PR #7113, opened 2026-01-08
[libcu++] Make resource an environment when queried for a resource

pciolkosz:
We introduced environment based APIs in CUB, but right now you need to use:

============================================================

▶ **Work instruction**: Copy out all of the data exactly, leaving nothing out.

▶ **Written reply**:
PR #7113, opened 2026-01-08
[libcu++] Make resource an environment when queried for a resource

pciolkosz:
We introduced environment based APIs in CUB, but right now you need to use:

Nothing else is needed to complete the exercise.